### Exercise materials
※

PR #983, opened 2024-03-14
Fix image transitions among Samples using Dynamic_Rendering

Mateusz-Kowalewski-Mobica:
With new versions of VVL for Samples which are using Dynamic_Rendering it appear synchronization issue described here:
https://github.com/KhronosGroup/Vulkan-ValidationLayers/issues/7193#top

I identify all Samples which are using that extension and I fix it.

Note: For Shader_Object Sample I need to wait for fix regarding latest union of C or C++ framework (It can't be tested right now)

### DIFF
--- a/samples/extensions/dynamic_rendering/dynamic_rendering.cpp
+++ b/samples/extensions/dynamic_rendering/dynamic_rendering.cpp
@@ -372,6 +372,10 @@ void DynamicRendering::build_command_buffers()
 		{
 			vkb::image_layout_transition(draw_cmd_buffer,
 			                             swapchain_buffers[i].image,
+			                             VK_PIPELINE_STAGE_COLOR_ATTACHMENT_OUTPUT_BIT,
+			                             VK_PIPELINE_STAGE_COLOR_ATTACHMENT_OUTPUT_BIT,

※

### Your goal
Show every line above in which the word "using" is found.

### Answer
Fix image transitions among Samples using Dynamic_Rendering
With new versions of VVL for Samples which are using Dynamic_Rendering it appear synchronization issue described here:
I identify all Samples which are using that extension and I fix it.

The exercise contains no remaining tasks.